▶ TASK: Every line in the records below that holds the word "done" is to be copied.

*** DATA SUPPLIED ***

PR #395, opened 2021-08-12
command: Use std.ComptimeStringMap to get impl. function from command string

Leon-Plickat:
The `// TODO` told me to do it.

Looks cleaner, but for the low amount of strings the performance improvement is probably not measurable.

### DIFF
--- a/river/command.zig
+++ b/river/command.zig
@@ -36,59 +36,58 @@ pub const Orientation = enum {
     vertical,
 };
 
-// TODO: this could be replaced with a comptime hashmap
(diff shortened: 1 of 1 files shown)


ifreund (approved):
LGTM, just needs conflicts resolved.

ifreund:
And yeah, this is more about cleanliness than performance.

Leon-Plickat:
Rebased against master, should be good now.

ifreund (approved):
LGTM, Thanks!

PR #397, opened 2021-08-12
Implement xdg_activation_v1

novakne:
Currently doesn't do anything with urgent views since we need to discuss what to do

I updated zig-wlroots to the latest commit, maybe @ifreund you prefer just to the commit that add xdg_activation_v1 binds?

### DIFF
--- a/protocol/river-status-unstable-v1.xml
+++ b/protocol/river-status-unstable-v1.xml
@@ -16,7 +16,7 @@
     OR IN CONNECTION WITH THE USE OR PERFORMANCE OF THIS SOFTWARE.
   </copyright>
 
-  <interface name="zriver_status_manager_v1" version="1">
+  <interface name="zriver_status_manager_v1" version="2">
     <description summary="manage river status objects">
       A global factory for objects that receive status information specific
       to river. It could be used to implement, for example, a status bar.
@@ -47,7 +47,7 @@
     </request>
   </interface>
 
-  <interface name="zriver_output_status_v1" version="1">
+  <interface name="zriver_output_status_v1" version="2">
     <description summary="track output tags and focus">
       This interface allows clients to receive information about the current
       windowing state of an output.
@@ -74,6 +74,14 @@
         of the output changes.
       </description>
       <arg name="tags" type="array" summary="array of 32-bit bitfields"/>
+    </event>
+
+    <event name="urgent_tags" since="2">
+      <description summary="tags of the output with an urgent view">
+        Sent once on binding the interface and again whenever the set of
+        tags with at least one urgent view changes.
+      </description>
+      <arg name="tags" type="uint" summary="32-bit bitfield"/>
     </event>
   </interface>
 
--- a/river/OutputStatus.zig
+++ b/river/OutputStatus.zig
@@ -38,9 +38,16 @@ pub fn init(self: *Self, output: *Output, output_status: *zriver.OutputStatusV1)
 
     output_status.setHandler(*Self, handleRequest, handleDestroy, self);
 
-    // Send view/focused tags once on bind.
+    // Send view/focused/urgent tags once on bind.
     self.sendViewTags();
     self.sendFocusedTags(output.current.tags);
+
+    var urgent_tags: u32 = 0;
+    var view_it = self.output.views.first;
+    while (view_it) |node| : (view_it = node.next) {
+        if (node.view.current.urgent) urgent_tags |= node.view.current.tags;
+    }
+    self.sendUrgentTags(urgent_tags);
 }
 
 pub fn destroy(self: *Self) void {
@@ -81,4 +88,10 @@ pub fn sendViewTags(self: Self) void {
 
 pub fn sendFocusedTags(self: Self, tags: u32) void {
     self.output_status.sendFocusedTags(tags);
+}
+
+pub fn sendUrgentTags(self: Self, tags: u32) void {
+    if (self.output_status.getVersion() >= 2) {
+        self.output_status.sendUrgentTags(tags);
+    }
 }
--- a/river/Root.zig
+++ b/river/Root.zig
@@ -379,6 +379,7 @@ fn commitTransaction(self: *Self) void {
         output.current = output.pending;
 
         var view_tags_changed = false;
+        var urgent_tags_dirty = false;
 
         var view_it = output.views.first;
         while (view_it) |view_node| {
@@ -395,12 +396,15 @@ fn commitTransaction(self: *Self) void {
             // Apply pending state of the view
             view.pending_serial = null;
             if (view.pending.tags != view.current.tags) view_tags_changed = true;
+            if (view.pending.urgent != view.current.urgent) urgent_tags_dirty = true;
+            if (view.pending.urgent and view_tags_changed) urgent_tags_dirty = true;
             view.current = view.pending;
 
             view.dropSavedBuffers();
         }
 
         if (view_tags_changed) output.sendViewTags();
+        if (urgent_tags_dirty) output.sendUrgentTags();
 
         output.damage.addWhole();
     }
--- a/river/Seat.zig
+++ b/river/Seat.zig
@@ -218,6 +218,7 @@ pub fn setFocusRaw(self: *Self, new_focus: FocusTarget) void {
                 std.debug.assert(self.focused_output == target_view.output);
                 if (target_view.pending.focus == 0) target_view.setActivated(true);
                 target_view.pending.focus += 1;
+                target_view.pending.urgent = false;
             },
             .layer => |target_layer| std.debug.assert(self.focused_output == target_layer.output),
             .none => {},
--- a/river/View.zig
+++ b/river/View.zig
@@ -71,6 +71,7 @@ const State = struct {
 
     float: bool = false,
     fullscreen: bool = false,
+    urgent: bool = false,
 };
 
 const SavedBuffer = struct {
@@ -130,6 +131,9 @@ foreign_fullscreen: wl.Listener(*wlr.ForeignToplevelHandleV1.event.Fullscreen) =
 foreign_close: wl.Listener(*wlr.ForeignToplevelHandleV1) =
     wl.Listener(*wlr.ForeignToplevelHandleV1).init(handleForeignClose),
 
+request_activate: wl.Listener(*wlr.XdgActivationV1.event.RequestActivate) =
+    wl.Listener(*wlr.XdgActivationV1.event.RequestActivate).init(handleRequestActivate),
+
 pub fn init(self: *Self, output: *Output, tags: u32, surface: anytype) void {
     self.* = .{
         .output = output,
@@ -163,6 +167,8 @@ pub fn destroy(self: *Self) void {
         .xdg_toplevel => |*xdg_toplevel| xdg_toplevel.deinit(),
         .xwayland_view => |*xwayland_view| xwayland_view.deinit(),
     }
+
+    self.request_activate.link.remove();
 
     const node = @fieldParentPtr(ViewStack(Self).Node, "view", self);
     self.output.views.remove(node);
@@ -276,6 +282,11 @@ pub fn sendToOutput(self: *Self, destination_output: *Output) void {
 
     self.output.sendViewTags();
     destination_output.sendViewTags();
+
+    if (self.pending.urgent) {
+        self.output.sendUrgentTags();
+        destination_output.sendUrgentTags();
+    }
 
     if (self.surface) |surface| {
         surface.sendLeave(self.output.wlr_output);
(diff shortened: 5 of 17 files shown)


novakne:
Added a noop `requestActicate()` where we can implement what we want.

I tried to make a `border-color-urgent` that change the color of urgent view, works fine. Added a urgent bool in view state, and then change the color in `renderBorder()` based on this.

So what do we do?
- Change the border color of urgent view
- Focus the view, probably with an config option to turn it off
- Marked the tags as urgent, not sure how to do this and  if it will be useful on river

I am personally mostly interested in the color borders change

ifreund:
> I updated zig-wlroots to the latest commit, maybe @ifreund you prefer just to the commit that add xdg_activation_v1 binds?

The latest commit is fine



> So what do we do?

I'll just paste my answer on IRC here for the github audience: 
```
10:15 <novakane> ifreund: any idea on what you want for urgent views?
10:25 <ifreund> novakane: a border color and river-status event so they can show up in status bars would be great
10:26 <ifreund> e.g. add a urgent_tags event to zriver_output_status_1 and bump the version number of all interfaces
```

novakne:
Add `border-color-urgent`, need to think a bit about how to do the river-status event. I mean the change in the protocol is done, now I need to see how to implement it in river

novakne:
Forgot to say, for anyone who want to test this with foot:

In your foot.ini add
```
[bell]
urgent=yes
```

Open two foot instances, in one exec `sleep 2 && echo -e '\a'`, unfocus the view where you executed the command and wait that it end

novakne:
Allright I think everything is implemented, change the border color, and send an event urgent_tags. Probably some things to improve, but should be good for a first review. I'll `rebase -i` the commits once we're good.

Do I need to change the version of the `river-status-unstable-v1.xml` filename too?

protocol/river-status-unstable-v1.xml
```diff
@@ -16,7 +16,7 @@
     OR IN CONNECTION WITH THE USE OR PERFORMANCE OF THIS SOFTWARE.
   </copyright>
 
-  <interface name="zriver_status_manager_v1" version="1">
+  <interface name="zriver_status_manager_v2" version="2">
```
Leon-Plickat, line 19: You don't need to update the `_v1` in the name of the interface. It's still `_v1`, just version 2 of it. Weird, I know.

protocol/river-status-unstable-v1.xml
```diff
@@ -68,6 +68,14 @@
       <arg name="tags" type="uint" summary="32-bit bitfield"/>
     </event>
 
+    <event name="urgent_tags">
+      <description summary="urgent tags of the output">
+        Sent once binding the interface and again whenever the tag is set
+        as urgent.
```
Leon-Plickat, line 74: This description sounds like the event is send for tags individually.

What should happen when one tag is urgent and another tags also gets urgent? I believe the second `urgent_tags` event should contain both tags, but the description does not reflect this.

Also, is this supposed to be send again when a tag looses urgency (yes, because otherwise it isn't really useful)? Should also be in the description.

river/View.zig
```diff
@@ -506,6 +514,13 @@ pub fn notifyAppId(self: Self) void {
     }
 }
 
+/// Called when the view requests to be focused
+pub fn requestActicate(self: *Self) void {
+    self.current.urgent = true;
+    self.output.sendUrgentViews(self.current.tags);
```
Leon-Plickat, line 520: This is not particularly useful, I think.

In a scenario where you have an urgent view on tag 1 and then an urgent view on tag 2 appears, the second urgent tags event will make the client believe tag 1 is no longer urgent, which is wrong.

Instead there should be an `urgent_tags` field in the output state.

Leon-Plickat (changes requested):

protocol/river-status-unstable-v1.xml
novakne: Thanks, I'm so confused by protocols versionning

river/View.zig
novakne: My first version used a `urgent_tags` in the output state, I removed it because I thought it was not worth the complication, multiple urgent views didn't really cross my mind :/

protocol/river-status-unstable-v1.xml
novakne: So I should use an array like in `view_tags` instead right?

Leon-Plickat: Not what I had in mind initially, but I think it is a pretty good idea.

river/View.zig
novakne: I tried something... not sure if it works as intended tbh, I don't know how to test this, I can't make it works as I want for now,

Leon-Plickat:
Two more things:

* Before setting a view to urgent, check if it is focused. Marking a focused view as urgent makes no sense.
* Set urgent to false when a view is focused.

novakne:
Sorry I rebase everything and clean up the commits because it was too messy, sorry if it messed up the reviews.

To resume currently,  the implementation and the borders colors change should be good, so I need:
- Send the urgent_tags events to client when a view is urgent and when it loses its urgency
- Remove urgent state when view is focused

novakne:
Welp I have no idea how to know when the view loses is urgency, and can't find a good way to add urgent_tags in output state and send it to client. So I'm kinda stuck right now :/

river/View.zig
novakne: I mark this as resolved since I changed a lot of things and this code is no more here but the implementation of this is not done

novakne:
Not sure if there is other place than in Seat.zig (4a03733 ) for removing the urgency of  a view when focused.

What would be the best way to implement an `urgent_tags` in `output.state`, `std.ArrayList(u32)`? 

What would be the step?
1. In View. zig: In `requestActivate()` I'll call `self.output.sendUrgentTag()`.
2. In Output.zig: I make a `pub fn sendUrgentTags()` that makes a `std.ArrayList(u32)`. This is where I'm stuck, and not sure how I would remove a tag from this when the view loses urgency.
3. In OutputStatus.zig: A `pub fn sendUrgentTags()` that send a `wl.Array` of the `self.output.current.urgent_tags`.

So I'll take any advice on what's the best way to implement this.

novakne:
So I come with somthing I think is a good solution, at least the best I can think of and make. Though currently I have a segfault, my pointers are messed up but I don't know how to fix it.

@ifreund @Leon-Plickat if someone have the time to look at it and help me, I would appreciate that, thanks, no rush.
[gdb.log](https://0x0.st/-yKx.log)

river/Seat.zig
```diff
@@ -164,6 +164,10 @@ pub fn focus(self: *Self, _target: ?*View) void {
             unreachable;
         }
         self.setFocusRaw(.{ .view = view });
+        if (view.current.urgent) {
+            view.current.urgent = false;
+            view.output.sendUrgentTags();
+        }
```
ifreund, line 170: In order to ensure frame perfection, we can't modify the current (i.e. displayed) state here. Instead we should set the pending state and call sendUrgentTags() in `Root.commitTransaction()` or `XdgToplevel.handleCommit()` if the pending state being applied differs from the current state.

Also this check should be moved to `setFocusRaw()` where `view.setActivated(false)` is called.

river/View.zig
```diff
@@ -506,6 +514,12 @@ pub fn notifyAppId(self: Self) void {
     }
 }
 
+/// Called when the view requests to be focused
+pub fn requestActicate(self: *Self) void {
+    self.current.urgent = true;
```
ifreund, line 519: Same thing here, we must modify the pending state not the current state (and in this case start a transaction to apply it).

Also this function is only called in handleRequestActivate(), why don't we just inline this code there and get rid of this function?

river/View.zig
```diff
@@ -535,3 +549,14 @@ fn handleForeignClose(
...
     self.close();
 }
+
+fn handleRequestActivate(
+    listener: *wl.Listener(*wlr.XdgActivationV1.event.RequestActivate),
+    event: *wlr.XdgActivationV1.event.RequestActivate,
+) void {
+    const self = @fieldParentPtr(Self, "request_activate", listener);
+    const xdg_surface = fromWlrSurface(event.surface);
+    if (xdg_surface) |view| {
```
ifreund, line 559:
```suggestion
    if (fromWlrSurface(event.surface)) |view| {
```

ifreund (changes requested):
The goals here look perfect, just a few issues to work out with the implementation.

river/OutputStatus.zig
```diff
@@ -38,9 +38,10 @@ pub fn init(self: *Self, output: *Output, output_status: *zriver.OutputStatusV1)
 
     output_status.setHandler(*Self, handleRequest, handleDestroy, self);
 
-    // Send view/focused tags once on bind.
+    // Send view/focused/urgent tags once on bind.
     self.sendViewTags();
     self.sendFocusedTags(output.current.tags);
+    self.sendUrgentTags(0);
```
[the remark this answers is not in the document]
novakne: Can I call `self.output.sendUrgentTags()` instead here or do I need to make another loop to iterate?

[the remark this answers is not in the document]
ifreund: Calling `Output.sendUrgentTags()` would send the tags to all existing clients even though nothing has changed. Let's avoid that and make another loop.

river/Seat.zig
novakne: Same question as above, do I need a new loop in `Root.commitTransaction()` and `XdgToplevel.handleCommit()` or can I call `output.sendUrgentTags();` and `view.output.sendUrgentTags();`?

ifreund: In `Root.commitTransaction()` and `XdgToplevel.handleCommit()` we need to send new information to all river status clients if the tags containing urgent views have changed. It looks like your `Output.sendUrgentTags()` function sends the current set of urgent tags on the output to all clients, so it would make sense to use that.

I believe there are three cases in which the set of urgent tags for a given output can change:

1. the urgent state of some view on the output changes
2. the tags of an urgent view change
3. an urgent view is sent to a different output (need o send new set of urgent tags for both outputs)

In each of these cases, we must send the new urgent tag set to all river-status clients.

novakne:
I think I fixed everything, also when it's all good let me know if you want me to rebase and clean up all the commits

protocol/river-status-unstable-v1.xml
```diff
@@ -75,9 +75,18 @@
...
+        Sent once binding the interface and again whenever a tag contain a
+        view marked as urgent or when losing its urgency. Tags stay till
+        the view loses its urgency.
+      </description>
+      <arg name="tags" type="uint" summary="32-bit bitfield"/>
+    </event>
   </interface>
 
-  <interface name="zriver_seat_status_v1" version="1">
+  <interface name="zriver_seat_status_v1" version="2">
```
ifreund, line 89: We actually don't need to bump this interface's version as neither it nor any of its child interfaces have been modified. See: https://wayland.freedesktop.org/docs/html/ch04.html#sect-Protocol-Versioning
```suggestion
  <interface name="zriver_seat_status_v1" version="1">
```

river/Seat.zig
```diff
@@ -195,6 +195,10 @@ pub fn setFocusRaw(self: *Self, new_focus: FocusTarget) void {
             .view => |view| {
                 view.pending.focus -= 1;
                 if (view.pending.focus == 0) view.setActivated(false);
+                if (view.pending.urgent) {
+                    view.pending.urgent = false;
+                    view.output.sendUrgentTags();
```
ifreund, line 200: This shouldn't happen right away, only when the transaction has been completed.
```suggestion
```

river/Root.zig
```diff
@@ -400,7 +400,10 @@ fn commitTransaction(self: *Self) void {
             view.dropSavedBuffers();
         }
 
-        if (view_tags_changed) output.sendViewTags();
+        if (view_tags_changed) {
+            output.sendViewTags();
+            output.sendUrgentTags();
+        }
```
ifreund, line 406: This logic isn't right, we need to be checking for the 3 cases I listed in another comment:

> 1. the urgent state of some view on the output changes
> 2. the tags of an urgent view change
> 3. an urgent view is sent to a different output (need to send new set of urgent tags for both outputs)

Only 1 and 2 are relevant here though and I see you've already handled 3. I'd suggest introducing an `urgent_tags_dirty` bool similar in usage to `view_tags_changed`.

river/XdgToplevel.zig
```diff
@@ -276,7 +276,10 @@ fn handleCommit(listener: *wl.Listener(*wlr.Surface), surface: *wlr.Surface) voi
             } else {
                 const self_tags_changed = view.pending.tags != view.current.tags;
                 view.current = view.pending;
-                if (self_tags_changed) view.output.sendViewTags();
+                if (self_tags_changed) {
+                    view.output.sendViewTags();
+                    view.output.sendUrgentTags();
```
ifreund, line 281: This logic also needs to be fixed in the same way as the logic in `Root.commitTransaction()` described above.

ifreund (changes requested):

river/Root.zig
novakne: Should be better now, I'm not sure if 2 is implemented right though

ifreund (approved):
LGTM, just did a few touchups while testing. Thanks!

*** End of DATA SUPPLIED ***
*** DATA SUPPLIED ***

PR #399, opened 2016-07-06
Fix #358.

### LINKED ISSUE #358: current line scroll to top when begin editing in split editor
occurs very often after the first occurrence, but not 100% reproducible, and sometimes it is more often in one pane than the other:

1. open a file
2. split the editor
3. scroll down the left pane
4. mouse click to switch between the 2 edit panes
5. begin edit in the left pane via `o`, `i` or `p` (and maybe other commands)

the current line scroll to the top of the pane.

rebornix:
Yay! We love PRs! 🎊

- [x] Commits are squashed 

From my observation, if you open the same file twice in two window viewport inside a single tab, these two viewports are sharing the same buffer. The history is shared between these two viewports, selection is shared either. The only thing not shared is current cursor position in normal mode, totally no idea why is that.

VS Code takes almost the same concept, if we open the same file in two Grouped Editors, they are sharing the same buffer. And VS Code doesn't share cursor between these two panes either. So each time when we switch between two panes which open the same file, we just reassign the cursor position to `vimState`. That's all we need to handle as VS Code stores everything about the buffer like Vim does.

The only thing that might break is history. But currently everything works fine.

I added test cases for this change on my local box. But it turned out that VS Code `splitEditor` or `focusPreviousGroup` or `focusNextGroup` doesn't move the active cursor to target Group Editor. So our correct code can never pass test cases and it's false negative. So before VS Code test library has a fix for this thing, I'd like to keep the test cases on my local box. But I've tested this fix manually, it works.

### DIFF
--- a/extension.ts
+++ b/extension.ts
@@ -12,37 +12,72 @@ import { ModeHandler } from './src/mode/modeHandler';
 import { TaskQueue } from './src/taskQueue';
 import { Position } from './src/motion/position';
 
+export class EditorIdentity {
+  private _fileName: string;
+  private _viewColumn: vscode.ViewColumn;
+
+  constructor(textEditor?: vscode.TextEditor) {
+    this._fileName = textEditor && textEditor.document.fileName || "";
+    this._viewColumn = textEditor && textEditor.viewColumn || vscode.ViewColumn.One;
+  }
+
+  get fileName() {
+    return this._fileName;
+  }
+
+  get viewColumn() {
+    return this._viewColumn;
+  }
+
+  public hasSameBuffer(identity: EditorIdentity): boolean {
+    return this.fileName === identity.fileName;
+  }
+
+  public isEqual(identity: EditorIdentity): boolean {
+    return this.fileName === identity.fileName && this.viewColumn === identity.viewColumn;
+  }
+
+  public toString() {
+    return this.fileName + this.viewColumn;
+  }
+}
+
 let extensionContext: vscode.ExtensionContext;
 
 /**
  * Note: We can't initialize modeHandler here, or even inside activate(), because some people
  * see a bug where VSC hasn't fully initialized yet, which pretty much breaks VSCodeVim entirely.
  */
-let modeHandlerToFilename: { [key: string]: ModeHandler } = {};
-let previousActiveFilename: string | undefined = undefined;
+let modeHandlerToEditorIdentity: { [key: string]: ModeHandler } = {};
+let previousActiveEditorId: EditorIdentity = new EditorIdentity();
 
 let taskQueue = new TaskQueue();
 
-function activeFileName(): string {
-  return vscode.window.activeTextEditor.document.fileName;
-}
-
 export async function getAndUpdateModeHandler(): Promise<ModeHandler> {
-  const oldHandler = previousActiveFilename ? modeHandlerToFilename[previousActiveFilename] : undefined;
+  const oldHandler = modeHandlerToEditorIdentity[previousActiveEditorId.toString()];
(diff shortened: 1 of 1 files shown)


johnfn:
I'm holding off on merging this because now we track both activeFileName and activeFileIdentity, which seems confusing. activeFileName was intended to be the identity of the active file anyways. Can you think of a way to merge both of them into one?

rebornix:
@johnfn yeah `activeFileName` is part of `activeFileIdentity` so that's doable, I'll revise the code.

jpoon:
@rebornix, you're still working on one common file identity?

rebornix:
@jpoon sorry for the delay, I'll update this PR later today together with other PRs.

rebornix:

*** End of DATA SUPPLIED ***

▶ RESPONSE:
Add `border-color-urgent`, need to think a bit about how to do the river-status event. I mean the change in the protocol is done, now I need to see how to implement it in river
novakne: I mark this as resolved since I changed a lot of things and this code is no more here but the implementation of this is not done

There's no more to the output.